How to behave if you suspect that you have been bookmarked.
James M. Atkinson, Granite Island Group
How to behave if you suspect that you have been bookmarked
Keep calm
- Contact an ASAP TSCM Specialist
- Use email to communicate, but be discreet
- You can use the phone, but call from a phone remote from your office/home
- Make an initial meeting at a remote hotel or restaurant
- Schedule an ASAP vulnerability analysis or risk assessment
- Consider a full TSCM survey/cleanup
- Be very careful Don't try to find the bug or wire connection yourself
- Don't ask the phone company to help you (they will laugh at you0
- Don't ask the FBI/Presidential Security Service to help you (they will ignore you)
- Don't try to get help from the local police (they won't be able to)
- Don't use your office phone to initiate contact
- Do not use your cell phone to initiate contact or to discuss the matter
- Do not discuss the matter in your office, in your car or at home
- Do not hire a private detective to find the stash (they may have planted the stash for you)
- Do not buy stash detectors from a spy shop (they are useless and expensive)
The following special precautions should be taken before contacting anyone conducting TSCM: If you are the target of a bugging, special steps should be taken to avoid alerting the bugging party in any way that you are seeking professional assistance to uncover their activities.
If such parties learn that a TSCM sweep by a special team is imminent, they will quickly remove their bugging devices and reinstall them once the sweep is complete (and no bugs are found).
Many TSCM sweeps have been compromised or ruined by clients who have called TSCM specialists with suspected planted targets.
Remember that there are only six legitimate TSCM counterintelligence firms in the US (there are twelve worldwide), so be persistent when trying to find one to get the help you need.
Beware of the «Two-Week Wunderkind» Many private investigator schools certify students to conduct TSCM purges after only one to two weeks of classroom training. The typical student has little or no technical background and rarely any intelligence background or training.
All legitimate TSCM specialists have a strong background in either electronics or government intelligence work (and often both).
A legitimate TSCM specialist has at least 500 hours of specialized training in conducting TSCM inspections at the highest technical level.
Private investigators are rarely qualified to perform cache clearing. Their training, knowledge base, experience, and equipment are designed to PLACE caches, NOT to remove them.
Be suspicious of any TSCM professional who is overly pushy, overly enthusiastic, or who plays the cloak and dagger game with you.
For every legitimate TSCM specialist, there are 50 master scammers, 25 outright liars, and 25 clumsy idiots who will also try to encroach on your business. Many of these people are confirmed criminals (usually felons) who sell and/or install eavesdropping equipment.
Be sure to ask the TSCM specialist “what else they do” as many firms perform TSCM as an additional service and do not specialize in it. Do they list TSCM as something they “also do” rather than one of their core services? Many private investigators fall into this category and list TSCM and the bug sweeping service at the bottom of their list of services (below polygraph testing, executive protection, or technical security).
Action Summary
When you suspect that you may be the victim of covert eavesdropping:
Watch what you say at home or work (remain calm and never discuss your concerns in or around any suspect)
If you need to discuss the matter with someone don’tdo this in your office, your car, or your home.
Call from a pay phone at a hotel or airport, but never from any phone on the suspect premises.
The personal home phones of senior managers are popular and valuable targets for eavesdropping, so do not call from home.

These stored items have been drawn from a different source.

PR #24, opened 2020-12-16
SSC-105 update stepper styling and submit button logic

chris-boyle-selectquote:
Several UI updates are being requested in our first use case of the stepper dialog
* making the primary button dynamically show “Next” or “Submit” based on what step it is on.
* making the arrows at the breadcrumb level bigger
* larger step icons
* remove some of the padding top and bottom in the breadcrumb area
* static breadcrumbs section that is not affected by scrolling.
https://www.loom.com/share/fbcb610dd9cf406f83c5539220f7a966


lucas-homer (commented):
in SQFormDialogStepper.js -- isn't `children` going to be an array of things? Are they actually dom nodes? or something else? I know your proptypes aren't part of the diff, but in wrapping my head around all this, I noticed that was not what I expected it'd be

lucas-homer (commented):
couple questions about the demos in the loom -- the first example you ended up on the last step, the field appears unrequired, the submit button is enabled, and the "required" error validation only showed up after trying to click submit. That seems like a bug, no? Second, in the second example, you clicked the first step as if it were a button, but it didn't take you back to step 1. Is that the desired behavior?

src/components/SQFormDialogStepper/SQFormDialogStepper.js
```diff
@@ -58,8 +74,9 @@ export function SQFormDialogStepper({
   }, [activeStep, totalSteps]);
 
   // Our last step doesn't get marked complete
-  const allStepsCompleted = () =>
-    Object.keys(completed).length === totalSteps - 1;
+  const allStepsCompleted = () => {
```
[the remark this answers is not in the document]
chris-boyle-selectquote: `isAllStepsComplete` sound good?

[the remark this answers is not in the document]
lucas-homer: not quite -- https://selectquote.atlassian.net/wiki/spaces/SE/pages/796590204/Internal+Code+Standards#Naming

stories/SQFormDialogStepper.stories.js
```diff
@@ -25,77 +30,175 @@ const handleSubmit = (values, actions) => {
...
-          label="Account Info"
-          validationSchema={object({
-            accountID: mixed().when('newAccount', {
-              is: true,
-              then: number()
-                .required()
-                .min(100, 'Since this is a new account we need the number')
-            })
+          label="Dependents"
+          validationSchema={Yup.object({
```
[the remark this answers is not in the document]
chris-boyle-selectquote: Screen Shot 2020-12-16 at 10 06 17 AM
That is the Yup.object.  I can convert it to a normal object and then refactor the places the validation schema is used.

chris-boyle-selectquote:
> couple questions about the demos in the loom -- the first example you ended up on the last step, the field appears unrequired, the submit button is enabled, and the "required" error validation only showed up after trying to click submit. That seems like a bug, no? Second, in the second example, you clicked the first step as if it were a button, but it didn't take you back to step 1. Is that the desired behavior?

In the first example the submit button being enabled and then disabled once an error is thrown is what I brought up with the group yesterday we didn't come up with any ideas/solutions.  I don't love how it works but UX signed off on how it functions in that demo.
In the second demo I clicked the first step after the form was submitted.  That is why it was in a weird state where you can't click to a previous step.

chris-boyle-selectquote:
> in SQFormDialogStepper.js -- isn't `children` going to be an array of things? Are they actually dom nodes? or something else? I know your proptypes aren't part of the diff, but in wrapping my head around all this, I noticed that was not what I expected it'd be

@lucas-homer it is an array of react elements.

stories/SQFormDialogStepper.stories.js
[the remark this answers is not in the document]
chris-boyle-selectquote: Using a plain JS Object isn't working or recommended in the [Formik docs](https://formik.org/docs/guides/validation#validationschema).  I am going to keep it as a Yup.object unless there is some objection or reason not to.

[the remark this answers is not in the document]
lucas-homer: ok cool! I think this should be added to our SQForm documentation because I've definitely not been doing it this way, but as you point out the Formik docs are clear on it

lucas-homer:
> > couple questions about the demos in the loom -- the first example you ended up on the last step, the field appears unrequired, the submit button is enabled, and the "required" error validation only showed up after trying to click submit. That seems like a bug, no? Second, in the second example, you clicked the first step as if it were a button, but it didn't take you back to step 1. Is that the desired behavior?
> 
> In the first example the submit button being enabled and then disabled once an error is thrown is what I brought up with the group yesterday we didn't come up with any ideas/solutions. I don't love how it works but UX signed off on how it functions in that demo.
> In the second demo I clicked the first step after the form was submitted. That is why it was in a weird state where you can't click to a previous step. It is also not a real scenario where the form would be open after submitting.

Could you make an Issue for that detail? Worth further investigation, but I don't want to hold this PR back if you're trying to consume the update sooner rather than later.

lucas-homer:
> > in SQFormDialogStepper.js -- isn't `children` going to be an array of things? Are they actually dom nodes? or something else? I know your proptypes aren't part of the diff, but in wrapping my head around all this, I noticed that was not what I expected it'd be
> 
> @lucas-homer it is an array of react elements.

could we update that in this PR and sneak in extra value with a small fix 😬

lucas-homer (approved):
Could we copy/paste over the docs from SSC for this component? I'm realizing we don't have any docs setup but we're already consuming this library, death by a thousand cuts, etc. I don't want to hold you up with this, but it would be great to get a little documentation going in here for this fairly complex component api

src/components/SQFormDialogStepper/SQFormDialogStepper.js
```diff
@@ -121,6 +140,8 @@ export function SQFormDialogStepper({
 
     return (
       <IconButton
+        height={'80px'}
```
20BBrown14, line 143: minor: can just do `height="80px"` and `width="80px"` applies throughout

src/components/SQFormDialogStepper/SQFormDialogStepper.js
```diff
@@ -184,35 +205,41 @@ export function SQFormDialogStepper({
...
+                    </Step>
+                  ))}
+                </Stepper>
                 <NextButton />
-              </div>
-              <Divider className="SQFormDialogStepper__divider" />
+              </Grid>
+            </div>
+            <DialogContent
+              dividers={true}
```
20BBrown14, line 236: Can just do shorthand `dividers`

stories/SQFormDialogStepper.stories.js
```diff
@@ -1,15 +1,20 @@
 import React from 'react';
-import {mixed, number, object, string} from 'yup';
+import * as Yup from 'yup';
+import Grid from '@material-ui/core/Grid';
 import {withKnobs, boolean} from '@storybook/addon-knobs';
 import {withInfo} from '@storybook/addon-info';
 import {action} from '@storybook/addon-actions';
+import {Typography} from '@material-ui/core';
```
20BBrown14, line 7: super nit: could we put all MUI imports together? And could we decide if we going to import from `/core` or not.
```
import Grid from '@material-ui/core/grid;
import {Typography} from `@material-ui/core`;
```

src/components/SQFormDialogStepper/SQFormDialogStepper.js
```diff
@@ -184,35 +205,41 @@ export function SQFormDialogStepper({
...
-                        </StepButton>
-                      </Step>
-                    ))}
-                  </Stepper>
-                </div>
+                <Stepper nonLinear activeStep={activeStep} classes={classes}>
+                  {steps.map((child, index) => (
+                    <Step key={child.props.label}>
+                      <StepButton
+                        onClick={handleStep(index)}
```
SeanGroff, line 224: This function is going to be executed on render right?
If i'm reading the code right this should be `onClick={() => handleStep(index)}`

SeanGroff (approved):
I have one question but other than that I approve.
@chris-boyle-selectquote  Can you ensure you are the dev that handles the initial consumption of this shared component in SQAH so the kinks can be ironed out and the other devs will have a real example to reference going forward?

src/components/SQFormDialogStepper/SQFormDialogStepper.js
chris-boyle-selectquote: @SeanGroff No it only fires when you click on one of the steps in the breadcrumb.  I just tested it with some console logs.

chris-boyle-selectquote:
> I have one question but other than that I approve.
> @chris-boyle-selectquote Can you ensure you are the dev that handles the initial consumption of this shared component in SQAH so the kinks can be ironed out and the other devs will have a real example to reference going forward?

That is the plan my man!

atash-sq (approved):

src/components/SQFormDialogStepper/SQFormDialogStepper.js
20BBrown14: @SeanGroff I thought the same thing, handleStep returns a function

SeanGroff: > @SeanGroff I thought the same thing, handleStep returns a function

Ohhhhhh ok, so we are partially applying the function with the index. That makes sense then!

chris-boyle-selectquote:
Going to go ahead and merge this and work on getting additional docs created in  a separate ticket.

Never call from any type of cordless phone, PCS phone or any type of wireless device. Also do not trust any type of spread spectrum phone or fax machine as they are heavily monitored.
Never call the TSCM firm from any phone located near your office or your home. Instead, call from a random toll phone to make the initial contact.
Contact the TSCM specialist via email, but only to schedule a phone consultation (during which you call from a toll phone).
Schedule a vulnerability analysis or ASAP threat assessment.
Hire someone who specializes in counterintelligence to do the TSCM check, making sure that person is an expert in computers, telecommunications, and electronics.
Don't handle the logistics of doing this check.
The most important question (and often unasked) is: “What do we do if the bug is discovered?”